Verizon Wireless has won approval from the National Park Service to build a 138-foot-tall cellular tower in Sequoia National Park to improve cell phone service in that area of the park.

The tower will be a “monopine” design intended to disguise it as a pine tree and it will be built near Wuksachi Village, a developed commercial area in the park. The approval follows almost two years of evaluation since Verizon applied for a permit. It also came after a monthlong comment period in late 2018 in which a majority of public comments opposed allowing Verizon to install the tower.

Verizon’s tower would be the first such installation inside Sequoia National Park, according to data from the Federal Communications Commission. Sequoia’s sister park, neighboring Kings Canyon National Park, has a cellular tower also licensed to Verizon near Wilsonia and Grant Grove. Farther north in Yosemite National Park, there are nine towers that provide cellular service for park employees and visitors, including in Yosemite Valley.

The right-of-way permit for Verizon to build the tower is effective for 10 years.

Antenna plan SEKI.JPG
Plans for a 138-foot cellular tower near Wuksachi Village in Sequoia National Park detail how it would be disguised as a tree to blend in with the surrounding forest. Verizon Wireless National Park Service

“Many visitors and park staff will view the service as a welcome benefit for purposes of accessibility, coordination, communication and safety,” the Park Service said in a statement Wednesday announcing the approval at Sequoia National Park.

The agency noted, however, that objections from the public included concerns about how adding more cellular service inside the park could detract from why many people visit in the first place: “solitude, self-reliance, natural soundscapes, and the ability to disconnect from technology, particularly in wilderness.”

Some comments expressed concern about exposure to electromagnetic frequencies from the tower, a possible increase in visitors illegally using cell phones while driving, and disruption of peace and quiet by people talking loudly on their phones.

Opinions seemed split on the design of the tower and a choice between the “monopine” or a bare pole or lattice tower. “The monopine model is the only acceptable alternatives among those presented here,” one commenter wrote. Another added that “the tower’s presence would not be very noticeable, as it would blend in amongst the trees.”
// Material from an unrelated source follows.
PR #5733, opened 2024-11-12
Order of variables should be kept in formula

boutinb:
Fixes https://github.com/jasp-stats/INTERNAL-jasp/issues/2689

This issue is reproduceable with Variables list with interactions: in ANOVA or MIxed Models for example.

Others disagreed. “These towers do not resemble a pine tree and would easily take away from the beautiful nature that is displayed all around Sequoia National Park,” one commenter wrote.

In documents recommending approval of the project, Sequoia/Kings Canyon park superintendent Woody Smeck wrote that “the selected alternative will not have significant effect on the quality of the human environment or the park’s cultural or natural resources.”

Antenna photosim SEKI.JPG
A photo simulation included in a National Park Service environmental review depicts how a proposed Verizon “monopine” cellular tower near Wuksachi Village in Sequoia National Park may appear from nearby Wuksachi Way. Verizon National Park Service

“The NPS has determined that the long-term health, safety, and communication benefits associated with enhanced communications” — including better ability to report emergencies and non-emergency situations by phone — “outweighs the disruption some visitors may experience in response to other visitors’ use of cell phones in public spaces,” according to the Park Service’s environmental assessment.

“While other visitors may view cell phone service as an unwelcome intrusion, the NPS is committed to a public education program to promote considerate use of cell phones in shared public facilities and spaces,” the agency added.